Given entries:
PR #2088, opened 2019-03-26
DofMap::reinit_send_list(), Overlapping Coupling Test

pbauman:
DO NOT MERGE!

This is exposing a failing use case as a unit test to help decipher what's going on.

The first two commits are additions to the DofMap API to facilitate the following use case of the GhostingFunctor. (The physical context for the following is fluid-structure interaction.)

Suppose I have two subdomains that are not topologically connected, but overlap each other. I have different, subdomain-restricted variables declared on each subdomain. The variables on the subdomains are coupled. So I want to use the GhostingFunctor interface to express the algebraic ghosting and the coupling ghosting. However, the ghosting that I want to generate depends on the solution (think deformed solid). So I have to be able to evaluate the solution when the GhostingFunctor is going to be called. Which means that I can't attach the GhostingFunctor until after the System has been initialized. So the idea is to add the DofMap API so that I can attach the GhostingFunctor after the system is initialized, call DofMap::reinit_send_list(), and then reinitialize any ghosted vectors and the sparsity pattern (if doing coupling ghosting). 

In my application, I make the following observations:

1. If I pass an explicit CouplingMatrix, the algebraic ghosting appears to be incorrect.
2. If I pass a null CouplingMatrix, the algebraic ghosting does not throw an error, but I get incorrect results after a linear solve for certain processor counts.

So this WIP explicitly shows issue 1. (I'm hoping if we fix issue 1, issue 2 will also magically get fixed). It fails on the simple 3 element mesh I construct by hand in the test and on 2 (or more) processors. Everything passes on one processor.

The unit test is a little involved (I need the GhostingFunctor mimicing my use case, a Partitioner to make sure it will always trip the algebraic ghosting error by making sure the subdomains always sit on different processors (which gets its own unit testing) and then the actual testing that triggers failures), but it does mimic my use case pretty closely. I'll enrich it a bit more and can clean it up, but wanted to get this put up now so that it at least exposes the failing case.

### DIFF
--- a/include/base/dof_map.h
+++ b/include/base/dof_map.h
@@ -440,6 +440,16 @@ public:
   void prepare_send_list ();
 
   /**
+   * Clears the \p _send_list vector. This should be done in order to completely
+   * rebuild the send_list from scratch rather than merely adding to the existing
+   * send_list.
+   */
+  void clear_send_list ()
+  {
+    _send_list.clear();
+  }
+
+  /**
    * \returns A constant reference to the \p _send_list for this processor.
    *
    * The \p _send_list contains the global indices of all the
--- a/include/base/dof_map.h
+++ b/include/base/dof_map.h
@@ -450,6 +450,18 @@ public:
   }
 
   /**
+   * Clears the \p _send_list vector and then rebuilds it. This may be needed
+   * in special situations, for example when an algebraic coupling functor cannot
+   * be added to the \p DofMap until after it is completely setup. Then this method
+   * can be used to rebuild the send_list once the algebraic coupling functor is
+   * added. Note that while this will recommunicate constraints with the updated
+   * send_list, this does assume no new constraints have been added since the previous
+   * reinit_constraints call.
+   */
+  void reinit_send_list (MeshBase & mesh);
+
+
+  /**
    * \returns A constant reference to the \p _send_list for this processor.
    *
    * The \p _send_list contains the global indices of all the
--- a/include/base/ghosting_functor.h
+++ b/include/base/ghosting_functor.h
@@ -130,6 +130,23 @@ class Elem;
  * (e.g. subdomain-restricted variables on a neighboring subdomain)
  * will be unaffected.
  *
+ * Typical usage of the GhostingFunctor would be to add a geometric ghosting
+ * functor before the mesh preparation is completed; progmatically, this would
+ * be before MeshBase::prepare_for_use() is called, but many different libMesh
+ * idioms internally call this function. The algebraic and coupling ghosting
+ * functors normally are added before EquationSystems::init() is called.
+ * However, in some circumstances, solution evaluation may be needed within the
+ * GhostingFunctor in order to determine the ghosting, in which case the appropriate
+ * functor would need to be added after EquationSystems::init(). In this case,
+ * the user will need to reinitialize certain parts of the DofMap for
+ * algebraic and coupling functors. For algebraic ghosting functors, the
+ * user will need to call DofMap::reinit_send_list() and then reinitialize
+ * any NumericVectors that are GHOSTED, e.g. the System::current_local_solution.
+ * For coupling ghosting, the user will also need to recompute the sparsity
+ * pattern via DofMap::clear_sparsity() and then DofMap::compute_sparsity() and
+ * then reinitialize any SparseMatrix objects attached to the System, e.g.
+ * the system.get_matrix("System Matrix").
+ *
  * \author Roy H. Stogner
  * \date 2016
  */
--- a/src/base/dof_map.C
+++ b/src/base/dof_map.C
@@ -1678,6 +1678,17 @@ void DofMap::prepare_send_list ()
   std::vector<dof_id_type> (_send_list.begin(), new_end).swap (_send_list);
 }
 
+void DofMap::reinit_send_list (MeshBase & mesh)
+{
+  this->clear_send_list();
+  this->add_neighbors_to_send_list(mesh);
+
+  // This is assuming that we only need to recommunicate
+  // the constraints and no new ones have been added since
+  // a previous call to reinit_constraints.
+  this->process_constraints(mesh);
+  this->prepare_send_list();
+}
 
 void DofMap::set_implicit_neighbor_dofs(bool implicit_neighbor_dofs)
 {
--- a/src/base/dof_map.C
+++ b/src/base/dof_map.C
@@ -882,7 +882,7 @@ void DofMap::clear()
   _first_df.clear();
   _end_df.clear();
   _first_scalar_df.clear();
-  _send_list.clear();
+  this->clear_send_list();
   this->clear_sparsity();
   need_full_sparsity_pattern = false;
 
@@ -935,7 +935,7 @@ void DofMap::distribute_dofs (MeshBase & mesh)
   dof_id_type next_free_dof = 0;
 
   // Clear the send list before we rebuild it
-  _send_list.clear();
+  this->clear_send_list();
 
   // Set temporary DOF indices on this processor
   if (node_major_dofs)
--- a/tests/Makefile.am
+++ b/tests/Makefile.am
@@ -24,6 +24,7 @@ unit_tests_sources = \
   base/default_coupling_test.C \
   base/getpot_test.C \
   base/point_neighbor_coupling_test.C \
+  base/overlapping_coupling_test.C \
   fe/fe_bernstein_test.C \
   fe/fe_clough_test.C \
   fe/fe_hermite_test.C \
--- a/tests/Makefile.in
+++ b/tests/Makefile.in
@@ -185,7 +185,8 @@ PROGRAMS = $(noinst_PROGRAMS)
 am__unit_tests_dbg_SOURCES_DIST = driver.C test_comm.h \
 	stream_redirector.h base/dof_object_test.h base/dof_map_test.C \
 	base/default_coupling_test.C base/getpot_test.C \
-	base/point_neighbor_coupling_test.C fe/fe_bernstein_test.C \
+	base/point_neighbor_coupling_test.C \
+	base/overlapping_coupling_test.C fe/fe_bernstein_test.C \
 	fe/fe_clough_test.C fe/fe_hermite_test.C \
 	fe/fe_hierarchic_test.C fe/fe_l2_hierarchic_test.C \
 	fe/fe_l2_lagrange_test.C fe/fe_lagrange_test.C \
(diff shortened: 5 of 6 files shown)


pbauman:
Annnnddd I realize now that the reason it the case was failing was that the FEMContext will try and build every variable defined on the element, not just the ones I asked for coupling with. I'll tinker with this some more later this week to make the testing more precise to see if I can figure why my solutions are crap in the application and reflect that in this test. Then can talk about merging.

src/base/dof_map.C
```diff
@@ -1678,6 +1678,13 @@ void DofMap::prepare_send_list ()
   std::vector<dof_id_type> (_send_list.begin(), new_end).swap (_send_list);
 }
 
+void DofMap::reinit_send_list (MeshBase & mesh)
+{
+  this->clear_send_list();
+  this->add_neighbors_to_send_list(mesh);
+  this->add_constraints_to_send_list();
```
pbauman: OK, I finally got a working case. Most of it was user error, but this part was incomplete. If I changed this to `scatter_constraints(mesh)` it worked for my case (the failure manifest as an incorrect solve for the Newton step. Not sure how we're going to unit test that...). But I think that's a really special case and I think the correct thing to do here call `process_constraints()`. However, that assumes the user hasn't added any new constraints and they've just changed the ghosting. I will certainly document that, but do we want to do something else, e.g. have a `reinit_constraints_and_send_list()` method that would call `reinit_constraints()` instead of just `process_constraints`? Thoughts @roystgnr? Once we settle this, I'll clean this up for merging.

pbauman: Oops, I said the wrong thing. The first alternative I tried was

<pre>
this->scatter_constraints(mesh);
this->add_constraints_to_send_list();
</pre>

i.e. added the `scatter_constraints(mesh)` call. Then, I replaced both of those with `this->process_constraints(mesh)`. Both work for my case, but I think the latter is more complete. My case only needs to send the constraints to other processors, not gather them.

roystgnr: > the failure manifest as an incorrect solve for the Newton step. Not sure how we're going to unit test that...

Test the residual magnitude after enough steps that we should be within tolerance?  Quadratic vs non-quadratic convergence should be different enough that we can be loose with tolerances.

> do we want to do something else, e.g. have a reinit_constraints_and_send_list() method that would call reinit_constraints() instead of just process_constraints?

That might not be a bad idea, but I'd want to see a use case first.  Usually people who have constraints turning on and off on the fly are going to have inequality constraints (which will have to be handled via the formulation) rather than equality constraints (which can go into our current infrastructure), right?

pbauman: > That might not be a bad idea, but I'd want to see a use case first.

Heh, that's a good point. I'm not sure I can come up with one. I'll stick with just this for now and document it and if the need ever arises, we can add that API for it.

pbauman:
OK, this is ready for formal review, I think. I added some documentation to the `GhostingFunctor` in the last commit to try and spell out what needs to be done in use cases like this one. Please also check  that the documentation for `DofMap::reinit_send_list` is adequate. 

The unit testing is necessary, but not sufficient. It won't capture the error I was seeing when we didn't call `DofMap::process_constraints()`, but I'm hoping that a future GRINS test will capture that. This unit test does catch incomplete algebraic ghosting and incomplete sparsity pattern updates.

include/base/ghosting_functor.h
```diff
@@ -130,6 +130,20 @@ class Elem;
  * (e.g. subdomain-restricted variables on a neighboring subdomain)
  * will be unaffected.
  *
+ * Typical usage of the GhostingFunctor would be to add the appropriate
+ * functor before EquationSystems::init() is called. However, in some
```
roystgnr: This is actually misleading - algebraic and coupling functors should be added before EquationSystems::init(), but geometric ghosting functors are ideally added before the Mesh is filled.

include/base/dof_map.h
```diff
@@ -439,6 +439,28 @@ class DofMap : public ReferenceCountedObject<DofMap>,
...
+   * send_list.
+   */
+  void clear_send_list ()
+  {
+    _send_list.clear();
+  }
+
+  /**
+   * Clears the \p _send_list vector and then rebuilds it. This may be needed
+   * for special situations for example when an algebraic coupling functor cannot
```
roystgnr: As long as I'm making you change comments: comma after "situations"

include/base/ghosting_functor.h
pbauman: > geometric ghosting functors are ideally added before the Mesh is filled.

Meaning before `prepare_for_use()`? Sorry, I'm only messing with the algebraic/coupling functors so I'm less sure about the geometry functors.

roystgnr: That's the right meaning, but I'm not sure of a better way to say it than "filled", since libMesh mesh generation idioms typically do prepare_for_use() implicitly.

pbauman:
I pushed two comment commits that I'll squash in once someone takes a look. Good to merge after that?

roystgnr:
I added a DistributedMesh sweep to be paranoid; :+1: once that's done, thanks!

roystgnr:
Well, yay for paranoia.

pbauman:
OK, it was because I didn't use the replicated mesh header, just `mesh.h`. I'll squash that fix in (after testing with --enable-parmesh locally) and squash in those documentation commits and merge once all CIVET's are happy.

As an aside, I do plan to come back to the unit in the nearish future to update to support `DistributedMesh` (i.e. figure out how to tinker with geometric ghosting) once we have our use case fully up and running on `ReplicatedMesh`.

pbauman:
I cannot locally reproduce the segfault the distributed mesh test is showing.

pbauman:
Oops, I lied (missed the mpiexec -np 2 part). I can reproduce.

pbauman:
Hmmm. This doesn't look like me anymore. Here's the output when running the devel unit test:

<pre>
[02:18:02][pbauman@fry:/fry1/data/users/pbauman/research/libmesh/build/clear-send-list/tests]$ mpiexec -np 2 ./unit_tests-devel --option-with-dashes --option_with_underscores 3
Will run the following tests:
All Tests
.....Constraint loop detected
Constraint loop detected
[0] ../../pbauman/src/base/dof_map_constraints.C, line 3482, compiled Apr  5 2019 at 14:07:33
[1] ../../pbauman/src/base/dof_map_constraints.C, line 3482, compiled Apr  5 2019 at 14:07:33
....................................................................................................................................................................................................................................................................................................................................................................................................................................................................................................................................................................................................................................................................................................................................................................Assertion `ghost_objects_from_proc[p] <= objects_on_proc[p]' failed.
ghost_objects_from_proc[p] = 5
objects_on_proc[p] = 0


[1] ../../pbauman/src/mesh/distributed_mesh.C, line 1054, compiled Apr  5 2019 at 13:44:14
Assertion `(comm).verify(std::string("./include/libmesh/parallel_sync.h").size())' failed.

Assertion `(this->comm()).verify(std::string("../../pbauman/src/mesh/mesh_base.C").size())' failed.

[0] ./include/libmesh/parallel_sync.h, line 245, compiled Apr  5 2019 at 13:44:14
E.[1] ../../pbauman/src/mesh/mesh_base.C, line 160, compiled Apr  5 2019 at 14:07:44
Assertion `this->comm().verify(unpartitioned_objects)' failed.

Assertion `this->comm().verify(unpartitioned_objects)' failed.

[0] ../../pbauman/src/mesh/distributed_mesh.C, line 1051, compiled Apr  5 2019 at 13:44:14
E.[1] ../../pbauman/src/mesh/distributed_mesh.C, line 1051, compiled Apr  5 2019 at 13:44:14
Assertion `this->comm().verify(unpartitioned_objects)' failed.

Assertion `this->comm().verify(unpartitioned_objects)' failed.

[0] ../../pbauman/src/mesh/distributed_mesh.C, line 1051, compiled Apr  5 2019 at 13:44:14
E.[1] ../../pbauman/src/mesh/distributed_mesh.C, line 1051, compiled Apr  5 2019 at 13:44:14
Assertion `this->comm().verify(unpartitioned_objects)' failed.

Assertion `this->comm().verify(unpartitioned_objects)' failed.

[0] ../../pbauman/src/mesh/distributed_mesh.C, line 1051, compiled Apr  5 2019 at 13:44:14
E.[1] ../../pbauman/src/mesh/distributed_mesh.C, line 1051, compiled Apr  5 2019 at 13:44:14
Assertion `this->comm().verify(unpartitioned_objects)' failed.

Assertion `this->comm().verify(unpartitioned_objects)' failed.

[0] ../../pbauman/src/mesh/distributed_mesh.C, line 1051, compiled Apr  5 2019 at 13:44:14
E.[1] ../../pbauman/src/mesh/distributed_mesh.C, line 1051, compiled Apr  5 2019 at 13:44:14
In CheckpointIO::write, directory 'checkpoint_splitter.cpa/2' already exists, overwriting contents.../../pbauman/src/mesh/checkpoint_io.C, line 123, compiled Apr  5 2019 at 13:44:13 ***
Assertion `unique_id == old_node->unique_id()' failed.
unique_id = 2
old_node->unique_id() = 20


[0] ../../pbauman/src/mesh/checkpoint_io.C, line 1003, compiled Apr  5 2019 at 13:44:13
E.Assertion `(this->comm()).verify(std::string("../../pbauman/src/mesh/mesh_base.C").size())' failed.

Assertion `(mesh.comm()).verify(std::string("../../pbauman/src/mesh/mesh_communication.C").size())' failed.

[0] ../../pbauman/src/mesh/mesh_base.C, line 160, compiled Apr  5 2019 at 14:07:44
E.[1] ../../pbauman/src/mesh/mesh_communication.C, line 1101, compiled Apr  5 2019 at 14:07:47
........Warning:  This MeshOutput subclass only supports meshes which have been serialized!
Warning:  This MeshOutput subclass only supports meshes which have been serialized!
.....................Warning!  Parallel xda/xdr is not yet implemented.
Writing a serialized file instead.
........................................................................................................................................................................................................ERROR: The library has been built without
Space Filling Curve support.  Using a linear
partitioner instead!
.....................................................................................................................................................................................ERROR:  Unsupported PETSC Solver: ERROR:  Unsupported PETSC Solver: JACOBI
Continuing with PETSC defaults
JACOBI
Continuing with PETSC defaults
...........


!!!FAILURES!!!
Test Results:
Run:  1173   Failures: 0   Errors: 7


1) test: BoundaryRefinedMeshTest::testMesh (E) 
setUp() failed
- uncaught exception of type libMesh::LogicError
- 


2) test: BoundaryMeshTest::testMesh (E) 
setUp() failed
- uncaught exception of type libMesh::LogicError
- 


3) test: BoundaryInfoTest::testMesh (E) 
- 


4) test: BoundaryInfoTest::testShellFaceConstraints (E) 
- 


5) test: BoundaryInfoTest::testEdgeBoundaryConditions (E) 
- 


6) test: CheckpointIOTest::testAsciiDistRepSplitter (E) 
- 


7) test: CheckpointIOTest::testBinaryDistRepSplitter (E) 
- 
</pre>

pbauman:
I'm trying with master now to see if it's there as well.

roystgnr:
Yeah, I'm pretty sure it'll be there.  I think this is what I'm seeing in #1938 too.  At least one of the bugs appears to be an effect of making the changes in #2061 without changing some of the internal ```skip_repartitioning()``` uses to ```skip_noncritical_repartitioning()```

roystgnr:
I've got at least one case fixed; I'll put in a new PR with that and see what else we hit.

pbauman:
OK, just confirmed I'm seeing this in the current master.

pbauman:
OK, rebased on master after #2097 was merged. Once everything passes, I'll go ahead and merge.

What is being asked:
Transcribe the lines from the first line of the records through the line that contains "The first two", both included, and add nothing else.

Solution to this exercise:
PR #2088, opened 2019-03-26
DofMap::reinit_send_list(), Overlapping Coupling Test

pbauman:
DO NOT MERGE!

This is exposing a failing use case as a unit test to help decipher what's going on.

The first two commits are additions to the DofMap API to facilitate the following use case of the GhostingFunctor. (The physical context for the following is fluid-structure interaction.)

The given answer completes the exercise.